Is the Ron Paul bubble starting to pop?

November 19, 2007

Why now might be the last time to take advantage of the ‘irrational exuberance’ surrounding the Texas congressman.


Nothing has done more to disprove the notion that betting markets are an accurate judge of election prospects than the dramatic shortening of the odds on Ron Paul to become the Republican nominee. As I said before, although nothing is ever a complete impossibility, the chances of someone who want to legalise hard drugs and believes that 9/11 was a conspiracy getting on the GOP ticket, let alone heading it, are so close to zero that they are not worth considering. Although Paul, like Denis Kucinich and Lyndon LaRouche, has managed to raise some money from his legions of fellow cranks he failed to break 10% in the Ames straw poll and is around 5% in most Iowa opinion polls. However, up until now his fans, aided by people looking to offload their contracts to ‘greater fools’ has meant that the price on his contract on intrade has been gaining steadily since April.

At one point in early November his contract reached 9.5, suggesting that the odds of him winning the nomination were nearly 10%. However, his contract has declined since then with the last traded price at 6.9. As the above chart shows the closing price has fallen below the 50 day moving average (a key technical indicator). I believe that it is going to collapse further and fall down to below 5 by the end of the month. This is for several reasons:

Greater awareness of the contract – Not only is the bubble being discussed on internet forums but it is being discussed in the maintstream media. The Republican magazine Human Events ran an article about the mispricing last week, which will alert gamblers (although strictly speaking, internet gambling is illegal in the US).

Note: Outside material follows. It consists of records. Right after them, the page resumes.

PR #1153, opened 2026-06-30
fix(#1139): normalize composite regime timeframe config

### LINKED ISSUE #1139: [C75] Composite regime config: rename ATR-normalized thresholds + define regime timeframe override
**Complexity: 75/100** - scope: broad (two independently landable config changes across Go, Python, probes, docs, and tests); risk: high (regime labels feed live entry gating, close-evaluator label selection, and protection planning); uncertainty: moderate (hot-reload and backtest parity need explicit implementation contracts).

## Validation note

This issue combines two real but separable defects. Decompose before implementation:

1. **Composite threshold rename/alias.** Rename the operator-facing composite threshold keys so they match the ATR-normalized metrics they gate.
2. **Regime timeframe override.** Add a configurable regime-data timeframe without changing the strategy trading timeframe.

Both parts deliver value independently and should be implemented/tested independently unless this issue is converted into an umbrella.

### 1. `return_pct` and `range_pct` are misnamed

The composite threshold names read like price percentages, but they gate ATR-normalized efficiency metrics:

```text
return_eff = (close_end - close_start) / (atr * period)
range_eff  = (high_max - low_min) / (atr * period)
big_move   = abs(return_eff) >= thresholds["return_pct"]
wide       = range_eff >= thresholds["range_pct"]
```

Current code paths:

- Python defaults: `shared_tools/regime.py:97-102`
- Python metric computation: `shared_tools/regime.py:150-167`
- Python threshold lookup: `shared_tools/regime.py:188-197`
- Go mirror: `scheduler/regime_window_spec.go:15-31`

So `return_pct: 0.05` means "net move >= 5% of the window's total straight-line ATR travel," not "5% price return." `range_pct` has the same naming defect. `adx` and `efficiency` already match their metrics.

Important correction from validation: Go does **not** currently have an unknown-key guard for nested composite threshold keys. `RegimeWindowsMap.UnmarshalJSON` uses plain `json.Unmarshal` into `RegimeWindowSpec`, and Python merges whatever `thresholds` dict is present but `map_composite_label` only reads `return_pct` / `range_pct`. Without explicit alias parsing, new-only `return_eff` / `range_eff` keys would be silently ignored/dropped rather than reliably rejected.

### 2. Non-options regime timeframe is locked to the trading timeframe

For non-options strategies, `strategyRegimeBundleRequest` derives the regime bundle timeframe from strategy positional args:

- `strategyArgSymbolTimeframe(sc.Args)`: `scheduler/regime_store.go:248-260`
- non-options request uses that timeframe: `scheduler/regime_store.go:300-309`

There is no `RegimeConfig.Timeframe` today (`scheduler/config.go:72-87`). Options are already decoupled through `optionsRegimeTimeframe = "4h"` (`scheduler/regime_store.go:40-49`, `:281`).

The existing regime fetch layer can support the override:

- bundle key includes `Timeframe`: `scheduler/regime_store.go:59-64`
- due-strategy collection dedupes by the whole key: `scheduler/regime_store.go:316-343`
- `check_regime.py` accepts arbitrary `--timeframe`: `shared_scripts/check_regime.py:191-203`

The granularity problem is real by formula: the denominator is `ATR * period`, so a large calendar span expressed as many small candles can classify differently from the same span expressed as fewer larger candles. Do not use any unstored BTC numeric example as an acceptance fixture unless backed by a committed reproducible data source.

## Goal

Make composite regime thresholds self-describing, and let regime detection run on a configurable candle timeframe without changing the trading timeframe or silently changing ATR-based exit geometry.

### Part 1: Threshold rename and aliases

- Add canonical threshold keys `return_eff` and `range_eff`.
- Keep `return_pct` and `range_pct` as deprecated aliases.
- If old and new keys are both present, `return_eff` / `range_eff` win.
- Add explicit alias-aware parsing and unknown-key validation for composite thresholds in Go; do not rely on struct unmarshalling.
- Normalize aliases before Python merges thresholds over `_DEFAULT_COMPOSITE_THRESHOLDS`.
- Keep Go and Python defaults in sync.
- Update inspect/display text, probe JSON, docs, and strategy comments to use the canonical names.

### Part 2: Configurable regime timeframe

- Add optional top-level `regime.timeframe`.
- For non-options strategies, use `regime.timeframe` when set; otherwise keep today's fallback to `args[2]`.
- Preserve current options behavior unless the implementation explicitly defines that `regime.timeframe` also applies to options.
- Validate the override at config load using the same timeframe vocabulary accepted by data fetchers/check scripts.
- Hot reload contract: if the field is hot-reloadable, implement all three pieces:
  - mask it out of the restart-required regime comparison, similar to `display_windows`;
  - copy it in `applyHotReloadConfig` when flat;
  - reject changes while affected strategies have open positions in `validateHotReloadStateCompatible`.
- Backtest contract: `run_backtest.py --config` must honor `regime.timeframe` by computing regime labels from the override timeframe and aligning them to the trading-frame bars without look-ahead. A loud reject is acceptable only if the issue is explicitly narrowed away from backtest parity.

## ATR / close-evaluator audit

The regime label is safe to decouple, but the implementation must preserve ATR sizing semantics unless intentionally changed.

Validation found most current protection geometry uses position/trading-frame ATR, not regime-store metrics:

- on-chain protection plan uses `pos.EntryATR` and `pos.riskAnchorPrice()`: `scheduler/hyperliquid_protection.go:34-84`
- trailing stop distance uses frozen `pos.EntryATR`: `scheduler/hyperliquid_trailing_stop.go:73-164`
- check scripts pass close evaluators `market["atr"]` from the strategy dataframe, not from the regime bundle: `shared_scripts/check_hyperliquid.py:186-207`
- `tiered_tp_atr_live_regime` can use live `market["atr"]` with entry fallback: `shared_strategies/close/tiered_tp_atr_live_regime.py:1-30`

So the main expected effect of `regime.timeframe` is label selection and therefore per-regime tier/multiplier selection. It should not silently change SL/TP distance ATR source unless the code and docs say so.

## Touch points

- `shared_tools/regime.py` - defaults, alias normalization, lookup, tests
- `scheduler/regime_window_spec.go` - threshold struct/parsing, validation, display, tests
- `scheduler/config.go` - `RegimeConfig.Timeframe`, config validation
- `scheduler/regime_store.go` - non-options timeframe override routing
- `scheduler/config_reload.go` - restart/hot-reload compatibility and apply path
- `scheduler/version_probe.go` - composite probe threshold JSON
- `shared_strategies/open/regime_adaptive.py` - comments that reference old names
- `backtest/run_backtest.py` / `backtest/backtester.py` - parity for `regime.timeframe`, or explicit reject if narrowed
- `backtest/tests/test_backtester_regime.py` - add canonical-key coverage; keep alias regression
- `shared_tools/test_regime.py`, `test_regime_injection.py`, `scheduler/regime_window_spec_test.go`, and relevant regime-store/config-reload tests
- Docs: `docs/POST_UPDATE_HISTORY.md`, `docs/ARCHITECTURE.md`, `CLAUDE.md`, `AGENTS.md`

Do not touch unrelated `return_pct` names such as backtest/reporting metrics (`total_return_pct`, `annual_return_pct`) or `fee_audit.py` return fields.

## Acceptance criteria

- Existing configs using `return_pct` / `range_pct` classify identically after the change.
- New configs using `return_eff` / `range_eff` classify identically to equivalent old-key configs.
- If both old and new aliases are present, canonical keys win and the behavior is covered by tests.
- Unknown composite threshold keys are rejected explicitly instead of silently ignored.
- Python default dict and Go threshold defaults remain in sync.
- `regime.timeframe` unset produces byte-identical live regime bundle signatures to today.
- `regime.timeframe` set on a 1h trading strategy fetches regime data at the configured timeframe while entries/exits still execute on the 1h trading loop.
- Invalid `regime.timeframe` values are rejected at config load.
- Hot reload behavior is fully defined and tested: either restart-required, or flat-only apply plus open-position rejection.
- Backtest behavior is fully defined and tested: either parity support with separate regime timeframe data, or a loud config reject if the scope is explicitly narrowed.
- ATR/close-evaluator audit is documented; strategies that do not set `regime.timeframe` see no SL/TP geometry changes.
- Probe/listing/startup checks remain green.

---
Updated with LLM: GPT-5 | high | Harness: Codex

richkuo:
## Summary
- Rename composite regime thresholds to return_eff/range_eff, while accepting return_pct/range_pct as deprecated aliases with canonical-key precedence.
- Add regime.timeframe for non-options regime bundles, directional certification identity, hot reload, and backtest alignment; options keep their existing 4h path.
- Update probes, docs, and Go/Python regression coverage.

## Verification
- env GOCACHE=/tmp/go-build-cache /opt/homebrew/bin/go -C scheduler test ./...
- env GOCACHE=/tmp/go-build-cache /opt/homebrew/bin/go -C scheduler build .
- .venv/bin/python -m pytest shared_tools backtest/tests
- .venv/bin/python -m py_compile backtest/run_backtest.py backtest/backtester.py shared_tools/regime.py shared_strategies/open/regime_adaptive.py

Closes #1139


richkuo:
@claude review

richkuo:
Addressed review (claude[bot] · 2026-06-30T22:51:46Z) in 6990829.

1. **Cross-timeframe regime alignment leaked the in-progress HTF candle onto LTF bars.** Confirmed: `_aligned_regime_columns` reindexed HTF regime columns (`load_cached_data`-indexed by candle OPEN time) directly onto the LTF trade index via `reindex(..., method="ffill")`, so an LTF bar inside a still-forming HTF candle saw that candle's label before it actually closed — the test `test_regime_timeframe_override_aligns_without_lookahead` (`backtest/tests/test_backtester_composite_regime_wiring.py:284`, pre-fix) literally asserted this leaky behavior under a name claiming the opposite. The engine's one-row `shift(1)` (`backtester.py:1438`) only protects bar-to-bar at LTF granularity and can't compensate for an HTF candle spanning multiple LTF bars. Implemented: shift the HTF columns by one row before reindexing (`run_backtest.py:273` `_aligned_regime_columns`), so a label only becomes visible once its candle closes — at the next HTF row's index — matching live's last-closed-candle `latest_regime` and this repo's documented look-ahead invariant ("regime gate reads N-1 regime"). Applied the identical fix to `_profile_label_series`'s cross-timeframe branch (`run_backtest.py:330`), which had the same bug and wasn't covered by any existing test. Rewrote the existing test to assert true no-lookahead behavior and added a new test for `_profile_label_series`. Full pytest suite (1991 tests) and `go -C scheduler test ./...` both pass.

   Alternatives rejected: (a) leaving it as the deliberate #304 M2 convention — rejected because that convention's own pattern (`_htf_trend_series`) is itself a pre-existing leak, not a deliberately-correct design, and the new #1139 code's docstring explicitly (and incorrectly) claimed look-ahead safety; (b) fixing `_htf_trend_series` in this same PR — rejected as out of scope: it predates #1139, is unrelated to the regime-timeframe feature, and changing it would shift established backtest baselines for every HTF-filter strategy, deserving its own dedicated validation pass. Filed richkuo/go-trader#1154 to track that follow-up. Override if you'd prefer `_htf_trend_series` fixed inline here instead.

---

richkuo:
@claude review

Increased participation by foreign gamblers (such as myself) – As the election draws nearer interest from gamblers outside the US will increase. Because of the US ban on internet gambling these bettors, who are unlikely to be biased towards Ron Paul, will be much less inclined to bet on the congressman.

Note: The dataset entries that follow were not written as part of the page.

PR #1174, opened 2026-07-01
ci: harden the Claude Code workflow — comment pagination, concurrency, tool allowlist

richkuo:
## Summary

Hardens `.github/workflows/claude.yml` and its prompt/scripts following a quality review of the Claude GitHub action: three live defects fixed, plus concurrency, security, and robustness hardening.

## Changes

1. **Comment patching paginates.** Both patch steps fetched only the first page (30 comments) of the issue thread, so on long review threads the LLM footer / failure note landed on a stale claude[bot] comment. Now `gh api --paginate --slurp` piped to `jq` flattens all pages (pattern verified read-only against a live thread).
2. **Per-issue concurrency group** (`cancel-in-progress: false`) — overlapping runs on the same issue/PR could stamp each other's comments with the wrong model/effort.
3. **Narrowed tool allowlist.** `Bash(git *)`/`Bash(gh *)` become explicit read verbs plus exact-match push rules (`git push origin HEAD` and its `-u`/`--set-upstream` variants — no trailing wildcard, so a refspec like `HEAD:refs/heads/main` or `--force` does not match) and `gh pr comment`. `gh api` is dropped entirely (its `--method` flag reaches every mutating endpoint). Rationale: the reviewer reads untrusted PR content while the job token holds `contents: write` + `pull-requests: write`, so a prompt-injected diff must not be able to reach `gh pr merge` or push outside the current branch. Note: in-workflow Claude should use `gh pr view --comments` / `gh issue view` where it previously used `gh api` reads.
4. **Reviews explicitly do not gate on CI.** `pr-review-format.md` now instructs the reviewer not to gate the verdict on CI status or wait for checks — CI intentionally runs longer than the review, so a CI-gated verdict could never emit LGTM at verdict time; branch protection enforces CI separately. Accordingly no CI-reader commands (`gh pr checks`, `gh run view/list`) are allowlisted and no `actions: read` permission is granted.
5. **CLAUDE.md revisions persist.** The revise step edited CLAUDE.md in the runner workspace but nothing committed or pushed it (the skill contains no commit step), so every revision was silently discarded. The prompt now instructs commit + `git push origin HEAD`; the step also gets `--effort` (previously CLI default while the main run used the resolved effort) and a narrowed allowlist.
6. **Prompt-file guard extended** to backticks and dollar signs — `claude_args` is shell-evaluated, so those would expand/execute, not just break quoting like the already-guarded double quote.
7. **`issues: assigned` trigger dropped** — any assignment on an issue whose body mentions @claude re-ran the full job.
8. **Shared, tested patch logic + timeout.** The duplicated fetch/strip/patch bash in the footer and failure steps is extracted to `patch_claude_comment.sh` + `compose_claude_comment.py` (model-name mapping, footer, status-note stripping — idempotent across retries; the failure path now also gets the Create-PR-link footer rewrite and a pre-checkout guard). `rewrite_create_pr_link.py` is refactored into an importable function with identical CLI behavior. `.github/scripts` added to pytest `testpaths` so these tests now run in CI. `timeout-minutes: 45` bounds hung runs (recorded runs peak at 15 minutes; GitHub default is 360).

## Review round 1

Both findings of the first @claude review are addressed by commit 9f3e340: the missing `checks: read`/`statuses: read` permissions are resolved by removing the CI gate itself (intentional — see item 4), and the overbroad `git push origin HEAD*` wildcard is now exact-match (item 3).

## Verification

- `actionlint` and `shellcheck` clean.
- Full pytest suite: 2021 passed, including 27 tests in `.github/scripts` (12 new for `compose_claude_comment.py`; existing subprocess-based tests for the refactored `rewrite_create_pr_link.py` pass unchanged).
- The compose-prompt flatten + extended guard re-run locally against the edited `pr-review-format.md`.
- The workflow itself can't be exercised until merged to the default branch; the failure-note path and revise-step push are the two spots to watch on the first post-merge runs.

---
LLM: Fable 5 | xhigh | Harness: Claude Code

https://claude.ai/code/session_01DGbfne6icXKQQaqSxvtX6D


richkuo:
@claude review

---
LLM: Fable 5 | xhigh | Harness: Claude Code

richkuo:
@claude review

---
LLM: Fable 5 | xhigh | Harness: Claude Code

richkuo:
@claude sonnet review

Profit taking by lucky gamblers – Aside from his supporters trying to move the price, one of the key features that led to Ron Paul’s price soaring has been momentum buyers looking to sell the contract to ‘greater fool’s at a higher price. Now that his price is moving downwards these gamblers will start taking their profits (or losses if they bought into the hysteria late), depressing the price.

Even if the price doesn’t fall this is a good value bet.